PR #2518, opened 2023-10-21
Update Sogbot

### LINKED ISSUE #2499: [Bug]: SogeBot ignoring VERSION variable
### Panel Version

1.11.3

### Wings Version

1.11.7

### Service

SogeBot

### Modified

No, I did not modify the egg

### Expected Behavior

Set a VERSION in variables and download and install that version.

### Actual Behavior

The Egg is isgnoring VERSION variable and still downloading and installing latest version from github.

### Steps To Reproduce

1. Set VERSION
2. Install
3. Run

### Install logs

https://pteropaste.com/bz8c610erb6d

QuintenQVD0:
# Description

- move to our official git release grab script
- modify the script if the release is not latest that the github api returns 50 results and not 25 if anyone is updating from a old version
- display the nodejs version as docker image and not the whole image
closes #2499 

  * If not, why?:

* x ] The egg was exported from the panel


gOOvER:
there is No Support for older Versions, only for latest. thats why the Script should not contain version

QuintenQVD0:
> there is No Support for older Versions, only for latest. thats why the Script should not contain versions
> 
> the used Version in #2499 was really old :) He didnt update for over 2 years :)

its limited to the latest 50 version so that is not that bad? if they have to upgrade it is posible, default is still latest

gOOvER:
in my eye's still not needed this change

QuintenQVD0:
The bot itself does not support older version. But we have a version variable so i find then that it should work or ir should just be removed.

PR #2526, opened 2023-10-26
Update egg-insurgency--sandstorm.json

Prophet731:
# Description

Replace the old image to one that's supported. This solves the problem of "GLIBCXX_3.4.26" missing.

ghcr.io/parkervcp/steamcmd:ubuntu

  * If not, why?:

### DIFF
--- a/game_eggs/steamcmd_servers/insurgency_sandstorm/egg-insurgency--sandstorm.json
+++ b/game_eggs/steamcmd_servers/insurgency_sandstorm/egg-insurgency--sandstorm.json
@@ -12,7 +12,7 @@
         "steam_disk_space"
     ],
     "images": [
-        "ghcr.io\/parkervcp\/games:source"
+        "ghcr.io\/parkervcp\/steamcmd:ubuntu"
     ],
     "file_denylist": [],
     "startup": "\/home\/container\/Insurgency\/Binaries\/Linux\/InsurgencyServer-Linux-Shipping {{MAP_NAME}}?Scenario={{SCENARIO}}?MaxPlayers={{MAX_PLAYERS}} -Port={{SERVER_PORT}} -QueryPort={{QUERY_PORT}} -log -hostname=\"{{HOSTNAME}}\"",


QuintenQVD0:
You can not change the .json file directly. Make the change in a panel and then export and fully replace the file fully.

QuintenQVD0:
The feature went a away. ANd you can not edit variables as the startup will not update of already made servers

Prophet731:
> The feature went a away. ANd you can not edit variables as the startup will not update of already made servers

What feature are you talking about?

Also this is what I had to do to allow sandstorm to allow things to work with game stats and such with the command lines.

Prophet731:
Added a fix for the hostname, switched to single quotes instead of double quotes. The shell was interpreting the `!` in the string causing problems.

QuintenQVD0:
I don't think you understand. You updated a variable, and the startup. But if someone updates this egg the variable names do update but the startup does not. So some things then will be empty.

Prophet731:
Fixed my mistake earlier now.

> I don't think you understand. You updated a variable, and the startup. But if someone updates this egg the variable names do update but the startup does not. So some things then will be empty.

The only thing that was removed was the "AUTO_UPDATE" but that isn't used in the startup config. The new variables I added are allowed to be empty so it shouldn't break any older versions.

QuintenQVD0:
> Fixed my mistake earlier now.
> 
> > I don't think you understand. You updated a variable, and the startup. But if someone updates this egg the variable names do update but the startup does not. So some things then will be empty.
> 
> The only thing that was removed was the "AUTO_UPDATE" but that isn't used in the startup config. The new variables I added are allowed to be empty so it shouldn't break any older versions.

Auto update also can not be changed. It is handled by the image internaly not in the startup.

game_eggs/steamcmd_servers/insurgency_sandstorm/egg-insurgency--sandstorm.json
```diff
@@ -24,8 +22,8 @@
...
-            "container": "ghcr.io\/parkervcp\/installers:debian",
+            "script": "#!\/bin\/bash\r\n## install required packages to install insurgency: sandstorm\r\napt update\r\napt -y --no-install-recommends install curl unzip libstdc++6 lib32gcc1 ca-certificates\r\n## install steamcmd\r\ncd \/tmp\r\ncurl -sSL -o steamcmd.tar.gz http:\/\/media.steampowered.com\/installer\/steamcmd_linux.tar.gz\r\nmkdir -p \/mnt\/server\/steam\r\ntar -xzvf steamcmd.tar.gz -C \/mnt\/server\/steam\r\ncd \/mnt\/server\/steam\r\n## needs to be used for steamcmd to operate correctly\r\nchown -R root:root \/mnt\r\nexport HOME=\/mnt\/server\r\n## install insurgency: sandstorm\r\n.\/steamcmd.sh +login anonymous +force_install_dir \/mnt\/server +app_update ${SRCDS_APPID} +quit\r\nmkdir -p \/mnt\/server\/.steam\/sdk32\r\ncp -v \/mnt\/server\/steam\/linux32\/steamclient.so \/mnt\/server\/.steam\/sdk32\/steamclient.so\r\nchmod +x \/mnt\/server\/Insurgency\/Binaries\/Linux\/InsurgencyServer-Linux-Shipping",
+            "container": "ubuntu:20.04",
```
parkervcp, line 26: why even change this?

parkervcp (dismissed):

game_eggs/steamcmd_servers/insurgency_sandstorm/egg-insurgency--sandstorm.json
gOOvER: becaus Debian 11 have only version 2.31-13+deb11u7 of glibc

QuintenQVD0: In the install container? Wy is that there even needed. Notthing runs there.

gOOvER: ok, i didnt follow the whole conversation. He changed ste steamcmd image to ubuntu. This should be enough, because its on 22.04

So the install image dont need a change.

But @Quinten; it would be better to update all images to Debian 12. i take a look into your PR, and as far i see, its ok. Only some packages need changes

Prophet731: > why even change this?

It's been a while since I even touched the install script side so I don't remember why that would be different.

gOOvER: > > why even change this?
> 
> It's been a while since I even touched the install script side so I don't remember why that would be different.

you can stay on the installer image. The game need glibc only, when the server is running and you allread chnge the steamcmd image to ubuntu, which is on 22.04

QuintenQVD0: > ok, i didnt follow the whole conversation. He changed ste steamcmd image to ubuntu. This should be enough, because its on 22.04
> 
> So the install image dont need a change.
> 
> But @Quinten; it would be better to update all images to Debian 12. i take a look into your PR, and as far i see, its ok. Only some packages need changes

You have me on discord. Some eggs will need updates to the install image like nodejs. Did not have time yet to make it.

QuintenQVD0 (approved):
LGTM! Thank you.

PR #2535, opened 2023-11-01
Fixes Zombied Server on Shutdown/Restart [ARK: Survival Ascended]

dagbs:
# Description

- `KeepAlive` has been added at shutdown due to extended up-times causing the next rcon command (`DoExit`) in-console to timeout; resulting in zombied servers.
- Added some very helpful troubleshooting tips to the README
- Added Known Issues to the README
- Bumped up the RAM requirements in the README

Reason for `KeepAlive` over `SaveWorld` is because `DoExit` does a `SaveWorld` and `KeepAlive` is not a command that's processed by the server. However, using `KeepAlive` will simply ping/pong the connection without causing an additional load as apposed to doing two `SaveWorld`(s) at the same time. Also, there is a slight chance that RCON will receive commands before the server is completely ready to do a proper `SaveWorld` where a `DoExit` will identify this properly and shutdown the server gracefully over a potential corrupted `SaveWorld`.

### DIFF
--- a/game_eggs/steamcmd_servers/ark_survival_ascended/README.md
+++ b/game_eggs/steamcmd_servers/ark_survival_ascended/README.md
@@ -5,14 +5,35 @@ ARK is reimagined from the ground-up into the next-generation of video game tech
 
 ## Troubleshooting
 
-Crash logs are available in the Files `ShooterGame/Saved/Crashes/UECC-Windows-*/CrashContext.runtime-xml`
+1) Try starting the server with no mods on a fresh install.
+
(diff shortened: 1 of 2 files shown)


dagbs:
This could all be resolved if the `rcon-cli` package also supported a retry flag that lets the command retry at least one more time on broken pipe or timeout.

gOOvER:
rcon-cli has no update sind roundabout 1 year

QuintenQVD0 (approved):
LGTM!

**Assignment**:
The exercise is to copy out every line above that has the word "away" in it.

**Solution to the exercise**:
The feature went a away. ANd you can not edit variables as the startup will not update of already made servers
> The feature went a away. ANd you can not edit variables as the startup will not update of already made servers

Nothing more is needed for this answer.